# Instructions to follow:
Go through the listing below and list every line with "credentials".

### Records supplied

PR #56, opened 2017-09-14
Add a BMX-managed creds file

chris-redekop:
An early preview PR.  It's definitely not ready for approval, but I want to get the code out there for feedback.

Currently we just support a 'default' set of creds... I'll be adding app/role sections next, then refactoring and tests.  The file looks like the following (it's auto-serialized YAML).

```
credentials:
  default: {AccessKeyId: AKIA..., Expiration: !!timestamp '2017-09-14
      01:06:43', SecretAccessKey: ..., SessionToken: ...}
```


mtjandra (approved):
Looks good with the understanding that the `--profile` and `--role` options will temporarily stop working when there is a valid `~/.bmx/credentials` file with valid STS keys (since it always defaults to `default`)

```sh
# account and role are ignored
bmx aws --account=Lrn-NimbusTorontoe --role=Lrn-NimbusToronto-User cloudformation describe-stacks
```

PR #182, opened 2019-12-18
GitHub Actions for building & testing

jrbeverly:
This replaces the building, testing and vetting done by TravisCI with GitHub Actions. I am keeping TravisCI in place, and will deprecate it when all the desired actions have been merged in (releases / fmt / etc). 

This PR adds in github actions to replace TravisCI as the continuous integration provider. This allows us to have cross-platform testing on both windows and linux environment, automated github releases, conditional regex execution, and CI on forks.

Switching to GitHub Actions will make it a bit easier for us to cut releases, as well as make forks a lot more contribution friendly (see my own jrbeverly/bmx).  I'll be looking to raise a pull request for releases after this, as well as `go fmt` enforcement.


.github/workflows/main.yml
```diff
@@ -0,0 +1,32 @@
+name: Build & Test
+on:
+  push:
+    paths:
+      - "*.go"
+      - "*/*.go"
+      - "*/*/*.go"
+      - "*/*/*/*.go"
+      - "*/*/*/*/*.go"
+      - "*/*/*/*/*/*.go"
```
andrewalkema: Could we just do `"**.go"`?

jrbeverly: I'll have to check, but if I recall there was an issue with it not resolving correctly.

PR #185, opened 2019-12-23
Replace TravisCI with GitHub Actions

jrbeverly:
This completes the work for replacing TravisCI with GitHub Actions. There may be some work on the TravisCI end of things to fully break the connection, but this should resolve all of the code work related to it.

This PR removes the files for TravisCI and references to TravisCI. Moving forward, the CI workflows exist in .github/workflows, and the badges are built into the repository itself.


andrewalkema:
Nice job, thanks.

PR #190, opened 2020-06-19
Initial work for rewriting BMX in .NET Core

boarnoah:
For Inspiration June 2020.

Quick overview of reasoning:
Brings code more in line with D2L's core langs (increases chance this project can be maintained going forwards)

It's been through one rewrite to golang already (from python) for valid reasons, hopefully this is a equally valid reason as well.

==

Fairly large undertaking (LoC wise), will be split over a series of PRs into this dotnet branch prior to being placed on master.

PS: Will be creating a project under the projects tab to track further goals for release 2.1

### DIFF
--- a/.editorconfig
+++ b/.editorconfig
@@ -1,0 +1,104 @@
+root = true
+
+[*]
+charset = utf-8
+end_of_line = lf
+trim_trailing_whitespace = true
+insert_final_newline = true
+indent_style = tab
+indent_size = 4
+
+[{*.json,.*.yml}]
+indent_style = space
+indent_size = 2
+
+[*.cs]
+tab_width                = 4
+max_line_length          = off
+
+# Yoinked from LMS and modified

######

# Answer space:
credentials:
Looks good with the understanding that the `--profile` and `--role` options will temporarily stop working when there is a valid `~/.bmx/credentials` file with valid STS keys (since it always defaults to `default`)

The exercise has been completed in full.